Seventeen young farmers from New Zealand and Australia toured mid-valley farms and agribusinesses Wednesday, hoping to pick up pointers to use in their own farm and ranch operations.
The group, composed primarily of members of the Foundation for Arable Research (FAR) in Templeton, New Zealand, will spend three weeks in the United States with stops in Oregon, Iowa, Illinois, Kentucky, and North and South Carolina.
The mid-valley tour was arranged by Halsey farmer James VanLeeuwen, who has made numerous ag-related trips to New Zealand over the years.
“The goal is to get them learning,” said FAR research manager Richard Chynoweth. “They really wanted to come to the States. We hope this helps upscale them and give them the confidence needed to grow their operations.”
According to Chynoweth, although similar crops are grown in Oregon and New Zealand, including wheat and grass seed, farms are much smaller in New Zealand.

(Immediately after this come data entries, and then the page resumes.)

PR #546, opened 2018-01-12
Fix issue where Autofac cannot resolve IApiPortService

conniey:
* Console tool could not resolve `ApiPortClient` for commands other than `analyze` and `dump` because IApiPortService was not registered.
* This always registers ApiPortService if the command is not dump
* This also updates some READMEs that had broken links and makes it more concise. Hopefully

### DIFF
--- a/docs/VSExtension/README.md
+++ b/docs/VSExtension/README.md
@@ -8,7 +8,7 @@ __Features__
 
 * Analysis of a single project, solution, or binaries
 * Analysis against multiple .NET platforms simultaneously
-* Generation of multiple analysis reports in different formats. Supported 
+* Generation of multiple analysis reports in different formats. Supported
 formats are:
     * JSON
     * HTML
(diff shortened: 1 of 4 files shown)


docs/VSExtension/README.md
```diff
@@ -98,9 +98,9 @@ A list of changes can be found in the [Changelog](Changelog.md).
...
 [PlatformPortability]: ../HowTo/PlatformPortability.md
-[PrivacyPolicy]: ../LicenseTerms/Microsoft%20.NET%20Portability%20Analyzer%20Privacy%20Statement.txt
+[PrivacyPolicy]: ../LicenseTerms/Microsoft%20.NET%20Portability%20Analyzer%20CLI%20Privacy%20Statement.txt
 [ReportToolWindow]: img/report.toolWindow.png
 [SampleReport]: img/analysisReport.png
 [SolutionExplorer-ContextMenu]: img/analysisContextMenu.png
 [SourceCodeMapping]: img/sourceMapping.output.png
-[VSGallery]: https://visualstudiogallery.msdn.microsoft.com/1177943e-cfb7-4822-a8a6-e56c7905292b
\ No newline at end of file
+[VSGallery]: https://marketplace.visualstudio.com/items?itemName=ConnieYau.NETPortabilityAnalyzer
```
twsouthwick: Is this released under your name?

conniey: Yes. It's because it had to belong to a personal MSDN account and we don't have a team account. So it was moved to me.

PR #547, opened 2018-01-12
Fix Code Analysis warnings

conniey:
This fixes warnings that an upgrade to Microsoft.CodeAnalysis.FxCopAnalyzers 2.6.0 will discover after we migrate to it.

### DIFF
--- a/src/ApiPort/ConsoleProgressReporter.cs
+++ b/src/ApiPort/ConsoleProgressReporter.cs
@@ -11,7 +11,7 @@ using System.Threading.Tasks;
 
 namespace ApiPort
 {
-    public class ConsoleProgressReporter : IProgressReporter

The group arrived in Portland on Saturday and has been winding its way to the mid-valley, spending time in Amity and Silverton en route.
Wednesday’s tour included stops at Crop Production Services in Tangent, Mike and Tami Coon’s Oak Park Farms near Shedd, Smith Seed in Halsey, lunch at Larry and Margaret Warfel’s farm on Peoria Road, Ore Pac straw processing in Junction City, field tiling by Dave Neal, OSU Hyslop Research Station, and supper at Eats and Treats in Philomath.
Felicity Mason, 31, lives on a 6,000-acre farm and ranch in Tasmania. She hopes to learn how American farmers can make larger, more expensive equipment work financially.
“We raise sheep and beef cows, plus some crops,” she said. “I’m interested in the economies of scale. How you can tie up so much money in equipment and make it work?”
Mason is touring on her own and connected with the FAR tour through VanLeeuwen.
“I’m really interested in field tilling,” she said. “I want to stay long enough to see some of the harvest, and then I’m meeting a friend and we’re going to tour central and eastern Oregon.”
Mason is also impressed that although farms here are larger in scale, they’re still primarily owned by families, not out-of-state corporations.
“That’s not always an easy thing to do,” she said.
Craig Clucas, 29, farms about 400 acres and raises rye, wheat, barley and kale that is used to feed dairy cattle. “We have a few sheep, too,” he said.
The Templeton area, which is near Christchurch, gets about 30 inches of rain annually and some crops are irrigated, much like the mid-valley.
“I’m picking up some ideas,” he said. “I really wanted to experience America, especially meet rural people.”
Stephen Blain and Tom Copland, both 27, said they were enjoying their visit, but said their farming area is much smaller than the Willamette Valley’s.
“We’re bordered by mountains and the ocean,” Blain said. “We grow wheat, grass seed, peas, radishes, spinach and hemp.”
Blain said 2,000 acres would be a big farming operation in his area of New Zealand.
“The average is probably 700 to 800 acres,” he said.